# Gmail options



## sravan (Apr 10, 2008)

In my Gmail, under quick contacts there are no options like sign into AIM,invisible
what i have to do?


----------



## gary4gar (Apr 10, 2008)

You are looking at wrong place, check in Chat.
here is a screenshot for you, which would help find it
*www.imgx.org/thumbs/small/14967_ggac0/gmail.png


----------



## sravan (Apr 10, 2008)

I dont find any chat label
check the screen shot


----------



## gary4gar (Apr 10, 2008)

sravan said:


> I dont find any chat label
> check the screen shot


Hmmm, strange!
you useing Gmail at your domain?


----------



## sravan (Apr 11, 2008)

no
It's a normal id.
In the same system,my friend is getting all options in his account


----------



## gary4gar (Apr 11, 2008)

are you using newer version of Gmail?


----------



## sravan (Apr 12, 2008)

I am in standard with chat mode.
How to know the version i am using? How to upgrade to newer version?


----------



## gary4gar (Apr 12, 2008)

sravan said:


> I am in standard with chat mode.
> How to know the version i am using? How to upgrade to newer version?

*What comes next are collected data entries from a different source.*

PR #26, opened 2026-07-28
Store documents as plain markdown in ~/Logue, editable outside the app

westerosweb:
## Plain markdown storage

Documents can be stored as ordinary `.md` files in `~/Logue` instead of encrypted JSON in Application Support, so they can be edited in another editor, tracked in git, or read by an agent. Off by default. Meetings, transcripts and audio are unaffected and always stay encrypted.

**The folder is the storage, not a copy of it.** There is no mirror and nothing to reconcile: while the setting is on, `DocumentStore` reads and writes through `DocumentStorage` and the encrypted path is not used for document content at all.

> **Stacked on #25.** This branch was cut from `feat/knowledge-graph-and-document-organisation`, so 17 of its 33 commits belong to that PR. Reviewing #25 first, or reading only the 16 commits after `Add the document content and derived split`, keeps the two apart.

### What it does

| Outside the app | In the app |
| --- | --- |
| File edited | document updated |
| New `.md` file | imported as a new document |
| File renamed | still the same document |
| File moved between folders | document refiled |
| File deleted | document moved to trash |
| New folder, nested included | new space |
| Folder renamed or moved | space follows it |
| Folder deleted | space, nested spaces, and their documents trashed |

And the same in reverse: creating, renaming, moving or deleting a space writes its folder immediately. That is not a nicety — it is what earns a scan the right to read a missing folder as a deletion instead of guessing.

### Decisions worth reviewing

**Turning it on is ordered so failure is never destructive.** Warning sheet with an explicit acknowledgement → create the folder, refusing one that holds unrelated files → write every document → **read each back and compare id, title and body** → only then flip the setting. Anything short of complete success leaves the setting and the originals alone. The encrypted originals are kept even on success: they cost kilobytes and they are what makes this reversible.

**Turning it off moves the folder to the Trash**, as the default. A folder left behind is no longer read or written but still looks exactly like the library, so an edit made there silently does nothing — two apparent sources of truth, which is what this design exists to remove. The Trash rather than deletion, and only after the documents are safely re-encrypted. "Turn Off and Keep Folder" is offered for anyone tracking it in git.

**`~/Logue`, not `~/Documents/Logue`.** iCloud Drive's "Desktop & Documents Folders" option syncs `~/Documents`, so keeping unencrypted notes there meant a setting the user turned on years ago could put them in the cloud today. A folder left at the old path is moved, and never merged into a folder already at the new one.

**Echoes are matched by content, not path or time.** A path filter cannot tell our write from the user's write to the same file a moment later, and a time window silently widens into one where real edits are dropped. Comparing what is on disk against what we wrote stays correct however long the write took.

**A missing root folder means do nothing.** An unmounted volume, a folder the user moved, and an unfinished sync all look identical to "every folder was deleted" — and acting on that would empty the library. Guarded in the scan itself, not only at the call site.

**Trash stays inside the app.** Deleted documents are not written to the folder — nobody wants deleted notes sitting in their home folder — so they stay in encrypted storage and are carried back when the setting is turned off.

### Also here

- **`_space.md`** gives a folder its space identity, so renaming a folder is a rename rather than a delete-and-create. Visible rather than a dotfile, and it explains itself in a comment: someone who breaks hidden state has no way to learn why their space changed.
- **Rescan button** in the sidebar, shown only when the setting is on, for changes made while the app was not running. It spins while scanning, which required making the scan async — it previously completed inside one main-actor call, so no progress indicator of any kind could have appeared.
- **Loading states** in place of empty ones while the stores read from disk. Launching used to flash "No Documents — create a new document to get started" over a library that was seconds from appearing, and Home greeted returning users with the new-user welcome screen.
- **The mirror is gone** — `MarkdownMirror`, conflict resolution, the sync button and the folder bookmark, about 1,250 lines. Along with everything the three earlier designs left behind and the type names that outlived the concept.

### Testing

663 tests pass; `make lint` clean (SwiftFormat + SwiftLint strict).

The filesystem work is exercised against **real temporary directories**, not mocks, including a read-only one to prove export reports failure rather than claiming success. There is an end-to-end suite that drives the same entry points in the same order the app does, because unit tests per link have not been enough in this codebase — and it earned its place immediately by catching a path comparison that ignored symlinks, where every unit involved had passing tests but every scan created a space named after the root folder.

The re-enable tests were run against the old code first: 7 of 9 fail there.

### Known limitation

*Partial* absence is indistinguishable from deletion. If a sync service removes files locally without them being really gone, a scan reads that as the user deleting them. Everything it does is recoverable — trash, not deletion — but it is a real hazard of living in the home folder and is written down in the design notes.

### Not verified by machine

`DocumentStore.applyExternalChanges` and `SpaceStore`'s folder writes run against main-actor singletons and real Application Support, so the tests drive an equivalent harness rather than the stores themselves. The UI work — rescan button, spin, loading states — is compiled and reasoned about but not observed.


Logue/Services/MarkdownStorageMigrator.swift
```diff
@@ -0,0 +1,679 @@
...
+            logger.error("Could not claim a dropped-in file: \(error.localizedDescription, privacy: .public)")
+            return nil
+        }
+        return content
+    }
+
+    /// Every `.md` file under the root, skipping hidden directories so a `.git` folder is
+    /// never walked.
+    func markdownFiles() -> [URL] {
+        guard let enumerator = FileManager.default.enumerator(
```
shanforge, line 610: **CRITICAL — a root that cannot be walked reads as "every document was deleted".**

This is `enumerator(at:)` without the `errorHandler:` overload, so a traversal failure returns a short list rather than an error. `MarkdownFolderScan.isRootPresent` uses `fileExists`, which **follows symlinks and succeeds**, so the missing-root guard passes and the scan proceeds against an apparently empty library. `ExternalChangePlan` then trashes every document that was not seen.

I reproduced this against real APFS:

```
symlinked root  -> fileExists: true,  files walked: []
real directory  -> fileExists: true,  files walked: ["note.md"]
```

`chmod 000` on the root behaves the same way, and an unreadable *sub*directory silently trashes just that subtree.

The symlink case is the one that worries me most, because pointing `~/Logue` at an Obsidian vault or a Dropbox folder is the most obvious thing to do with a feature advertised as "plain files you can edit anywhere". And it does not self-heal: once trashed, those identifiers hit the `!existing.isTrashed` guard and become `ignoredIdentifiers` permanently.

Suggested fixes, in order of value:
1. **Never trash on absence from the walk alone.** Before trashing document X, `fileExists` its last-known URL — you already keep `cachedFileIndex`. That single check also defeats the concurrent-move race and sync-eviction.
2. Use the `errorHandler:` overload and abort the scan on any enumeration error.
3. `resolvingSymlinksInPath()` on the root, or reject a symlinked root explicitly.

Logue/Services/MarkdownStorageMigrator.swift
```diff
@@ -0,0 +1,679 @@
...
+            }
+        }
+        return (index, duplicates)
+    }
+
+    /// Reads a written file back and confirms it says what the document says.
+    private func verify(_ content: DocumentContent, at url: URL) throws {
+        let contents = try String(contentsOf: url, encoding: .utf8)
+        guard let readBack = MarkdownDocumentFile.content(from: contents) else {
+            throw VerificationError.unreadable
```
shanforge, line 373: **This is the root cause of several separate data-loss findings.**

`verify()` compares `id`, `title` and `body` — three fields out of roughly fifteen on `DocumentContent`. Anything it does not inspect can be silently destroyed by the round trip and still "verify successfully", which is what lets the migration flip the mode with confidence.

Concretely, extending this to compare the full `DocumentContent` (excluding the deliberately-derived `modifiedAt`/`isTrashed`) would have caught, at development time:

- typed properties collapsing to `.text` (see `MarkdownDocumentFile.swift`)
- `storedIsOrganised` coming back `false` instead of `nil`
- `goalMode` never being written at all
- a custom property named `title` shadowing the real one

I would treat this as the highest-leverage change in the PR: one fix, four bugs.

Logue/Services/MarkdownStorageMigrator.swift
```diff
@@ -0,0 +1,679 @@
...
+        content.title = fields.title
+        content.body = fields.body
+        content.tags = fields.tags
+        content.spaceID = spaceFolderMap(in: knownSpaces).spaceID(
+            forComponents: directoryComponents(of: url), in: knownSpaces
+        )
+
+        do {
+            let rendered = MarkdownDocumentFile.render(content)
+            try rendered.write(to: url, atomically: true, encoding: .utf8)
```
shanforge, line 558: **A file caught mid-write is adopted as a new document *and* overwritten.**

`MarkdownDocumentFile.content(from:)` returns `nil` the moment `_logue_id` is not parseable, which is exactly what a truncated file looks like. A non-atomic external writer — shell redirection, `git checkout`, a sync client streaming chunks, an editor without atomic save — is visible in that state, and the debounce (0.2s FSEvents + 0.4s) is easily exceeded by a large file or a network volume.

The whole chain happens in one pass: the truncated file parses as unidentified → `adopt()` writes our frontmatter **over the user's in-flight content** → a duplicate document appears → and because the original document is no longer in `scanned`, the same pass also puts it in `plan.trashed`.

So the scan destroys the file's contents and trashes the document that file *was*. Given this is described as the one write a scan performs, it deserves a guard: refuse to adopt a file modified within the debounce window, refuse to adopt a path that was in the previous `fileIndex` under a different identifier, and never let one pass both adopt a path and trash the document that path held.

Logue/Services/MarkdownStorageMigrator.swift
```diff
@@ -0,0 +1,679 @@
...
+        result.export = export(documents: documents, spaces: spaces, reusing: existing)
+        return result
+    }
+
+    /// Whether the file says something different from the document.
+    ///
+    /// A file that cannot be parsed counts as divergent: it is not what we would write, and
+    /// preserving it costs one item in the Trash.
+    private func divergesFromDisk(_ document: DocumentContent, at url: URL) -> Bool {
+        guard let onDisk = try? String(contentsOf: url, encoding: .utf8) else { return false }
```
shanforge: Silent `try?` here has a specific consequence. Returning `false` means "does not diverge", so an **unreadable** file is not retired — and is then silently overwritten by the export a few lines above.

The method's own doc says a file that cannot be *parsed* counts as divergent because "it is not what we would write, and preserving it costs one item in the Trash". An unreadable file should follow that same rule and return `true`.

(Also flagging the general case: there are ~11 silent `try?` on filesystem I/O in this file, against the CLAUDE.md rule. Most degrade acceptably; `prepareRoot`'s is the other one that matters, since swallowing a directory-read error makes an unreadable folder look **empty**, i.e. safe to adopt.)

Logue/Services/DocumentStorage.swift
```diff
@@ -0,0 +1,485 @@
...
+            )
+        }
+
+        mode = .encrypted
+        invalidateFileIndex()
+
+        // Last, and only once the documents are in hand: if reading the folder went wrong, the
+        // folder is the only place that text exists.
+        if retiringFolder {
+            do {
```
shanforge: **The folder is trashed before the documents are durably re-encrypted.**

The comment above says "only once the documents are in hand" — but *in hand* here means in memory. `mode` is flipped, `retireRoot()` moves `~/Logue` to the Trash, and the caller then persists via an **unawaited** `Task` whose write failures are log-only.

Worst case: a user enables markdown storage and works for a month (documents created in that period have **no** encrypted copy, since `saveDocument` returns before the encrypted branch), then turns it off. The folder goes to the Trash, the detached writes hit a full disk or a permission error, and the failure is a log line. The user is shown success. The only copy of a month's work is now in the Trash, and emptying it is permanent.

Fix: `await` the re-encryption and confirm every document landed on disk *before* calling `retireRoot()`, and surface write failures as a thrown `SwitchError` rather than a log.

Logue/Views/Settings/Tabs/PrivacySettingsTab.swift
```diff
@@ -23,6 +31,118 @@ struct PrivacySettingsTab: View {
...
+
+        do {
+            let restored = try storage.switchToEncrypted(
+                knownSpaces: spaceStore.spaces,
+                retiringFolder: retiringFolder,
+                // What the folder has to account for. Fewer means files are missing rather than
+                // deleted, and switching would prune the encrypted copies of the difference.
+                expectedDocumentCount: documentStore.activeDocuments.count
+            )
+            Task { await documentStore.adoptAfterStorageSwitch(restored) }
```
shanforge: This `Task { ... }` is the unawaited half of the problem above: `switchToEncrypted` has already trashed the folder by the time this runs, and `adoptAfterStorageSwitch` → `replaceAll` → `saveDocument` writes through `Task.detached` whose failures are logged and never surfaced.

The error message a few lines below tells the user "Your documents were re-encrypted, but the folder could not be moved to the Trash" — which is the *opposite* failure from the one that is actually possible here.

Logue/Engine/MarkdownDocumentFile.swift
```diff
@@ -0,0 +1,165 @@
...
+        if let organised = content.storedIsOrganised {
+            fields.append(("organised", .scalar(organised ? "true" : "false")))
+        }
+
+        // Properties, key-sorted for stability.
+        for key in (content.properties ?? [:]).keys.sorted() {
+            guard let value = content.properties?[key] else { continue }
+            switch value {
+            case let .list(items): fields.append((key, .list(items)))
+            default: fields.append((key, .scalar(value.displayString)))
```
shanforge: **Typed properties are destroyed on the first write, and the loss is then applied live.**

Everything that is not a list is written as `value.displayString` and read back as `.text(raw)`. So `.number(5)` → `"5"` → `.text("5")`, `.boolean(true)` → `.text("Yes")`, and `.date` → a **locale-dependent** `DateFormatter.medium` string that cannot be parsed back.

Two consequences beyond the type loss:

1. `ExternalChangePlanner.differs` *does* compare `properties`, so the very next scan sees `.text != .date`, plans an update, and overwrites the in-memory typed value. The DatePicker/number editor is gone for good, and turning the setting off persists the text into encrypted storage.
2. `.unknown(kind:value:)` — the case `PreservedJSON` exists to protect, so a document written by a newer build survives an older one — is flattened to text too, defeating its stated purpose in markdown mode.

The locale-dependent date rendering also breaks the "identical bytes for an identical document" guarantee this file claims.

Fix: encode the kind in frontmatter — ISO-8601 for dates, bare numerics as `.number`, `true`/`false` as `.boolean` — or keep a type map in `DocumentDerived`.

Logue/Engine/MarkdownDocumentFile.swift
```diff
@@ -0,0 +1,165 @@
...
+        else { return nil }
+        return UUID(uuidString: raw)
+    }
+
+    /// Reads content from a file, or `nil` when it carries no identifier.
+    static func content(from markdown: String) -> DocumentContent? {
+        guard let id = identifier(in: markdown) else { return nil }
+
+        let parsed = MarkdownFrontmatter.parse(markdown)
+        var content = WritingDocument().content
```
shanforge, line 192: **This starting point dumps an entire existing library into the Inbox.**

`WritingDocument().content` has `storedIsOrganised == false`, but the invariant deliberately established for this field is that **`nil` means organised** — `isOrganised` is `storedIsOrganised ?? true`, and `WritingDocument.swift` explains why: "Defaulting them to unorganised would dump an entire existing library into the inbox on update."

The write only emits the key when non-nil, so every document written by v1.0.0 (where it is `nil`) round-trips to `false`. Enable markdown storage, relaunch, and the whole pre-existing library is in the Inbox — and `switchToEncrypted` then persists `false` back into encrypted storage.

`MarkdownDocumentFileTests.populated()` sets `isOrganised = true`, which is exactly the case that masks this.

Fix: set `content.storedIsOrganised = nil` before parsing and assign only when the key is present.

Logue/Engine/DocumentFilename.swift
```diff
@@ -0,0 +1,84 @@
...
+
+    /// A safe filename for `document`, avoiding any name in `taken`.
+    static func filename(for document: WritingDocument, avoiding taken: Set<String> = []) -> String {
+        let stem = safeStem(from: document.title)
+        let candidate = "\(stem).\(fileExtension)"
+        guard taken.contains(candidate) else { return candidate }
+
+        // Disambiguate with a prefix of the document identifier: stable for a given
+        // document, so a collision does not produce a different name on every save.
+        let shortID = document.id.uuidString.prefix(8)
```
shanforge, line 43: **`taken` is a `Set<String>` compared case-sensitively, but the filesystem is not.**

`uniqueTitle` dedupes document titles case-sensitively, so `Notes`/`notes` and `TODO`/`todo` coexist in shipped libraries today. Confirmed on this machine's APFS:

```
$ printf 'doc one\n' > Note.md ; printf 'doc two\n' > note.md ; ls -1
Note.md
$ cat Note.md
doc two
```

On enable, the second document of a case-pair resolves to a name `taken` does not contain, and `write(to:atomically:)` renames **over the first document's file**. `verify()` then reads back the winner and passes, so the mode flips and the loser's markdown is gone with no Trash copy. The next scan finds it fileless and trashes the document too, and `switchToEncrypted` refuses to switch back with `.folderIncomplete`.

The same applies on the move path when a destination folder already holds the other casing.

Note `SpaceFolderLayout.component(for:)` already uses `caseInsensitiveCompare` for sibling folders — the rule is understood, this path just missed it. Since the fold is filesystem-dependent, I would also `fileExists`-check the destination before writing.

Logue/Engine/ExternalChangePlan.swift
```diff
@@ -0,0 +1,144 @@
...
+        plan.inserted = adopted
+
+        // A document with no file is a deletion — but only if the app thinks it should
+        // have one. Trashed documents are deliberately absent from the folder, so treating
+        // their absence as a deletion would empty the trash on every scan.
+        // Ambiguous documents are skipped here as well as above. Their files exist — there are two
+        // of them — so trashing them for having none would be the worst possible reading.
+        for document in known
+            where !document.isTrashed && !seen.contains(document.id)
+            && !ambiguous.contains(document.id)
```
shanforge, line 107: This is the rule the whole design rests on — "a document the walk did not return is a deletion" — and it currently has no cross-check.

Every data-loss finding in this review flows through here: an unwalkable or symlinked root, an unreadable subdirectory, a sync client evicting files, a file truncated mid-write, and a document moved between folders while the walk is in flight all produce "absent from the walk" without anything being deleted.

One guard fixes the whole class: before appending to `plan.trashed`, check the document's last-known URL with `FileManager.fileExists`. `cachedFileIndex` already has it. Absence from the walk plus absence from disk is a deletion; absence from the walk alone is not.

Logue/Services/DocumentStorage+Rescan.swift
```diff
@@ -0,0 +1,269 @@
...
+        // Top of each deleted subtree only — `deleteSpace` cascades, and asking it to delete a
+        // child after its parent is gone would find nothing.
+        let roots = vanished.filter { id in
+            guard let parentID = spaceStore.spaces.first(where: { $0.id == id })?.parentID
+            else { return true }
+            return !vanished.contains(parentID)
+        }
+
+        for id in roots {
+            spaceStore.deleteSpace(id: id)
```
shanforge: `retiringFolder` defaults to `true`, and this is the call site its documentation was written for:

> `retiringFolder` is false when the deletion *came from* the folder disappearing. Retiring then is not merely redundant: the path is recomputed from the name, and if the user has already made a new folder there — deleting and recreating one is a normal thing to do — this would move that new folder to the Trash.

Grep confirms **no call site anywhere passes `false`**, so the parameter is currently dead. Today the hazard is defused only because `vanishedSpaceIDs` has just proved the derived path is absent — an invariant two files away, holding back a `trashItem` on a user-named directory.

Worth noting the reason no test catches it: both scan harnesses reimplement `deleteSpace` without folder retirement, so production's destructive branch is never exercised. Passing `retiringFolder: false` here is a one-word fix.

Logue/Services/DocumentStorage+Rescan.swift
```diff
@@ -0,0 +1,269 @@
...
+
+        report(plan, duplicatedFolders: scan.duplicatedSpaceFolders(in: spaceStore.spaces))
+
+        // The plan was diffed against `known`, taken before the folder was read. The user can type
+        // during that read, and applying an update built from the older snapshot would replace what
+        // they just typed with what the file said beforehand. Anything that moved on is dropped and
+        // left for the next scan, which diffs against the newer text.
+        let settled = ExternalChangePlanner.discardingUpdatesThatMovedOn(
+            plan, comparedTo: known, current: documentStore.documents.map(\.content)
+        )
```
shanforge, line 144: The concurrent-edit filter protects `updated` but not `trashed` — `discardingUpdatesThatMovedOn` returns early when `plan.updated.isEmpty`, so insertions and deletions pass through untouched.

The walk runs detached while `save()` runs on the main actor. Moving a document out of a space writes the new file then removes the old, and the enumerator visits the root before descending — so a move that straddles the walk reads as "no file at root, no file in the space" → the document is trashed, and `removeFile` then moves the *new* file to the macOS Trash.

Also in this area: a held-back update is only logged, and `hasPendingScan` is not set, so the external edit is never retried. `kFSEventStreamCreateFlagIgnoreSelf` means our own next write produces no event either, so the user's edit sits unapplied until the app overwrites it. Setting `hasPendingScan = true` whenever `settled.updated.count != plan.updated.count` would close that.

Logue/Models/DocumentStore.swift
```diff
@@ -411,6 +392,15 @@ final class DocumentStore {
     func saveDocument(id: UUID) {
         guard let index = documentIndex(for: id) else { return }
         let doc = documents[index]
+
+        // Checked before the encrypted write, not after: in markdown mode the file *is*
+        // the document, and writing both would recreate the two-copies problem this
+        // storage design exists to avoid.
+        if DocumentStorage.shared.save(doc, spaces: SpaceStore.shared.spaces) {
```
shanforge, line 399: This mode check is right, and the comment explaining it is good — but its sibling `saveToDisk()` further down has no equivalent check and writes encrypted files unconditionally.

`BackupManager.applyImport` uses `saveToDisk()`, so restoring a backup while markdown storage is on creates **no `.md` files** for the restored documents. The next scan reads "document with no file" as a deletion and trashes the entire restore — and scans fire on every app activation. On relaunch it is worse, since `loadDocuments` reads only the folder.

`GeneralSettingsTab`'s "load example data" has the same shape.

Repro: enable markdown storage → Settings → Backup → Import → Replace → switch away and back → every restored document is in the trash.

Fix: have `applyImport` go through `replaceAll(with:)` so each document is routed through `saveDocument`, or add the mode check inside `saveToDisk()`.

Logue/Views/Editor/PropertiesPanelView.swift
```diff
@@ -0,0 +1,242 @@
...
+            // Per keystroke, undebounced, while the rest of the editor debounces. `modifiedAt` is
+            // also what saved views sort on, so opening a panel reordered the library.
+            TextField("Value", text: $draft)
+                .textFieldStyle(.roundedBorder)
+                .font(.callout)
+                .onAppear { draft = value?.displayString ?? "" }
+                .onSubmit { commitDraft() }
+                .onChange(of: isFocused) { wasFocused, isFocused in
+                    if wasFocused, !isFocused {
+                        commitDraft()
```
shanforge, line 196: Committing on any focus loss with no dirty check undoes part of the `PropertyValue.unknown` fix in this same PR.

`commitDraft` turns the value into `.text(draft)`, so simply tabbing through the panel discards the `PreservedJSON` payload that `.unknown` exists to carry — and stamps `modifiedAt`, re-sorting the library, with no user edit. For an `.unknown` holding an object or array, `displayString` is `"—"`, so the committed value becomes literally `.text("—")`.

A dirty check against the original value would fix both the type loss and the spurious `modifiedAt`.

Logue/Views/Sidebar/DocumentListPane+Organise.swift
```diff
@@ -0,0 +1,234 @@
...
+    }
+
+    func renameType(_ type: DocumentType, to name: String) {
+        let trimmed = name.trimmingCharacters(in: .whitespacesAndNewlines)
+        guard !trimmed.isEmpty else { return }
+
+        // The filter tracks types by name, so it has to follow the rename or the list empties.
+        if activeTypeName == type.name {
+            activeTypeName = trimmed
+        }
```
shanforge, line 110: Renaming a document type orphans every document of that type.

Documents store their type as a text property written at apply time, and the filter is `$0.typeName == activeTypeName`. After a rename the filter matches zero documents, and since the old name is no longer offered in the menu, those documents become unreachable by type filter permanently.

This is the same rename-breaks-references bug the PR just fixed for document titles via `applyTitle` — `renameType` needs the equivalent repair pass over documents carrying the old name.

Logue/Services/DocumentStorage.swift
```diff
@@ -0,0 +1,485 @@
...
+        guard Self.moveFolderIfLeftBehind(
+            from: Self.legacyMarkdownRootURL, to: Self.markdownRootURL
+        )
+        else { return }
+        logger.info("Moved the documents folder out of Documents into the home folder")
+    }
+
+    private init() {
+        let raw = UserDefaults.standard.string(forKey: AppConstants.UserDefaultsKeys.documentStorageMode)
+        mode = DocumentStorageMode(rawValue: raw ?? "") ?? .encrypted
```
shanforge, line 183: Worth calling out as done well: an unset **and** a corrupt/unknown value both fall back to `.encrypted`. A bad preference cannot silently put a user's notes on disk in plaintext, which is the right direction to fail.

I verified the rest of the opt-in story too — the acknowledgement checkbox gates the button, and the README/SECURITY/CHANGELOG claims were corrected honestly rather than left overstating the encryption promise.

shanforge (changes requested):
## Review summary

Reviewed locally with five parallel agents over an isolated worktree. Every severe finding below I reproduced myself before writing it up — two of them by running code against real APFS rather than reasoning about it.

I want to lead with what is genuinely strong here, because the design work is not in question. The pure/IO split (`ExternalChangePlan`, `SpaceFolder*`, `MarkdownDocumentFile`, `MarkdownFrontmatter`, `DocumentFilename`) is the cleanest in the codebase and made this reviewable. The comments record real bugs and their failure modes rather than restating code — the symlink `/var` vs `/private/var` note and the `SpaceFolderLayout` mid-walk explanation are the kind of thing that saves the next person a day. 214 new tests drive real temporary directories through the real entry points. The old mirror machinery is genuinely gone; I grepped for it.

**Verified correct, and these were my biggest worries going in:**

- **Existing v1.0.0 documents still decode.** No new non-optional persisted field reaches `WritingDocument`; the encrypted read path is untouched.
- **The feature is genuinely opt-in and fails safe** — an unset or corrupt setting falls back to `.encrypted`.
- **The enable path is non-destructive**, exactly as described: write, verify, then flip, with the encrypted originals kept. I traced crash, disk-full and permission-denied and all three leave the setting off and the data intact.
- Meetings, transcripts and audio never leave encrypted storage. `~/Logue` over `~/Documents/Logue` does avoid the iCloud exposure as claimed.

**Requesting changes** because the *disable* path and the *scan* path can lose data, and because the round trip silently drops fields the verification never looks at.

### The single highest-leverage change

`verify()` compares three fields out of roughly fifteen. Extending it to the full `DocumentContent` would have caught four separate findings below at development time — the property flattening, the `isOrganised` inversion, `goalMode`, and reserved-key shadowing. If only one thing changes, I would make it that one.

### Must fix — data loss

1. **A symlinked or unreadable `~/Logue` trashes the entire library**, and it does not self-heal. Reproduced. Pointing the folder at an Obsidian vault or Dropbox is the obvious use of this feature.
2. **A file caught mid-write is adopted and overwritten**, and the document it belonged to is trashed in the same pass.
3. **Two titles differing only in case overwrite each other's files**, with no Trash copy. Reproduced on APFS.
4. **Disable trashes the folder while the encrypted writes are still pending** and unawaited.
5. **Restoring a backup in markdown mode is trashed by the next scan** — `saveToDisk()` never learned about the mode its sibling `saveDocument` checks.
6. **The whole legacy library lands in the Inbox** — the markdown read starts from `false` where the invariant requires `nil`.
7. **Typed properties collapse to text** on the first write, and the loss is then applied live by the next scan.

### Should fix

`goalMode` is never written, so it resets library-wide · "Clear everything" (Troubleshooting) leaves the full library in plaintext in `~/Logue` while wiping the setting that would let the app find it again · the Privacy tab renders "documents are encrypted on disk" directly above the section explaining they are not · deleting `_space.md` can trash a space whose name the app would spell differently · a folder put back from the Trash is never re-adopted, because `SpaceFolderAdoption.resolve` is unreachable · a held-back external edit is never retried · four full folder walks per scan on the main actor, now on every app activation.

*googlesystem.blogspot.com/2007/10/gmails-new-version-is-now-available.html


----------



## sravan (Apr 12, 2008)

I found the solution
Just change the language to English(US)


----------



## gary4gar (Apr 12, 2008)

Good


----------



## gary4gar (Apr 14, 2008)

disable chat?
*mail.google.com/support/bin/static...er.cs&problem=bugflow&selected=bugflow_chat13


----------



## gary4gar (Apr 15, 2008)

by disabling chat, you will be appear *offline*


----------



## boosters (Apr 15, 2008)

gary4gar said:


> by disabling chat, you will be appear *offline*



don't go his advice, check the signature.


----------



## gary4gar (Apr 15, 2008)

Thats a disclaimer


----------



## gary4gar (Apr 22, 2008)

ax3 said:


> bt gmail doesnt show the size of mail in ur inbox .... that bugs me a lot .... coz somtimes ppl do send lotta images & i endup waiting 4 all images 2 download when ur connection is almost dead .....


Ask the Gmail experts




> The Gmail Help Discussion Group is an interactive user forum where Gmail users communicate with one another. You can get quick and easy access to information for troubleshooting technical problems, share your wealth of experience with other users, get a fellow user's perspective on something that is confusing you, or just stay up to date with Gmail -- all through this community forum.


Gmail Help Discussion Group


----------